By Jason Menard
Apparently, I missed out on the day they defined “success” at school. Because if David Martin is using this word to describe the launch of the London Rippers baseball club, then I clearly have no idea what the word means any more.
“It was one of the most successful launches in minor baseball history,” Martin is quoted as saying. This is just a few paragraphs after his VP Alison Stier is quoted as saying, “We couldn’t have asked for a (better) marketing campaign… We knew it would stir controversy. Never did we think it would be like this.”
First off, does anyone else find it odd that Stier was anticipating controversy?
After all, according to Martin this logo has nothing to do with Jack the Ripper. In fact, it’s all about some heartwarming tale of a Canadian lad who had such a powerful shot pucks would explode. Then there was some vague reference to ripping the covers off of baseballs en route to getting his own team inLondon. A family friendly tome if ever there was one!
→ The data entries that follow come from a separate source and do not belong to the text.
PR #6315, opened 2024-03-17
feat(http): switch to new parser version

NTBBloodbath:
Hey, I recently updated the HTTP parser with a lot of breaking changes. This PR is intended to update the parser here so that it works correctly.

Some of the changes:
- Add `branch` field in the `install_info` table as the default branch name is `main` (I've had problems trying to install the parser if I don't set the branch manually as it tries to use `master` which does not exist, not sure if this is necessary)
- Update `http` revision in the lockfile
- Update queries
- Remove `generate_requires_npm` field in the `install_info` table, not required anymore

I have also added myself again as one of the maintainers, I now have free time again to help with that work. I hope there is no problem with that :)

### DIFF
--- a/lua/nvim-treesitter/parsers.lua
+++ b/lua/nvim-treesitter/parsers.lua
@@ -961,9 +961,9 @@ M.configs = {
     install_info = {
       url = 'https://github.com/rest-nvim/tree-sitter-http',
       files = { 'src/parser.c' },
-      generate_requires_npm = true,
+      branch = 'main',
     },
-    maintainers = { '@amaanq' },
+    maintainers = { '@amaanq', '@NTBBloodbath' },
     tier = 2,
   },
 
--- a/lua/nvim-treesitter/parsers.lua
+++ b/lua/nvim-treesitter/parsers.lua
@@ -961,7 +961,6 @@ M.configs = {
     install_info = {
       url = 'https://github.com/rest-nvim/tree-sitter-http',
       files = { 'src/parser.c' },
-      branch = 'main',
     },
     maintainers = { '@amaanq', '@NTBBloodbath' },
     tier = 2,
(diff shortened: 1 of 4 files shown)


clason:
> Add branch field in the install_info table as the default branch name is main (I've had problems trying to install the parser if I don't set the branch manually as it tries to use master which does not exist, not sure if this is necessary)

That's not needed; you _do_ need to update the commit in the lockfile, though.

lua/nvim-treesitter/parsers.lua
```diff
@@ -961,9 +961,9 @@ M.configs = {
     install_info = {
       url = 'https://github.com/rest-nvim/tree-sitter-http',
       files = { 'src/parser.c' },
-      generate_requires_npm = true,
+      branch = 'main',
```
clason, line 964:
```suggestion
```

clason:
PR should go to `master`; I'm rebasing `main` on top of all changes manually.

clason:
Also, be aware of the new (mandatory!) capture names and query format (you can run `./scripts/format-queries.lua runtime/queries/http` to automate the latter).

NTBBloodbath:
It seems like switching branches caused some weird conflicts in the parsers file. Do you want me to close this PR and make another one with the master branch as the base?

clason:
That's probably easier, yes (you can use `git checkout --theirs` to avoid the massive conflict, but it's not a large PR and you can cherry-pick the important changes).

runtime/queries/http/highlights.scm
```diff
@@ -1,48 +1,86 @@
...
+(external_body
+  file_path: (path) @text.uri)
 
 ; Comments
+
 (comment) @comment @spell
+
+; Errors
+
+(ERROR) @error
```
clason, line 86: And that _definitely_ needs to go.

NTBBloodbath: Noted, thanks for the heads-up!

NTBBloodbath:
Done in #6316, I've also formatted the queries by using the script you mentioned above and updated the highlights query capture names as well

So what exactly was controversial about that? For what part of that made-for-Disney story was Stier anticipating controversy? After all, just days ago Martin was blindsided by the comparison between Diamond Jack the Ripper and the murdering-prostitutes variety. In fact, he claims he saw no correlation.
Let’s just say management needs to do a better job of getting their story straight before they meet the media. After all, the whole “we’re going to intentionally create a provocative mascot, play on the Jack the Ripper image, yet deny any correlation whatsoever” loses a lot of plausible deniability when you have someone else saying, “Oh, we totally knew this was going to be controversial!”
Instead, we have more evidence that this management team has little respect for its potential paying customers. It’s bad enough lying to cover your butt – but to use lying as part of your marketing strategy? That’s horrendous.
It seems that the Rippers marketing team is a firm believer in the no publicity is bad publicity concept. And there certainly are arguments both in favour and that run counter to that statement. A 2010 study suggests that negative publicity impacts established brands more greatly than it does new brands. In fact, for new brands, the negative publicity can help them stand out in a crowded marketplace – and the boost in name recognition outweighs (and outlasts) the negative stigma attached.
I can see that – and it’s safe to say that the launch of the London Rippers has extended well beyond the norm for a Frontier League team. It’s become international news – albeit a move that’s been almost universally panned.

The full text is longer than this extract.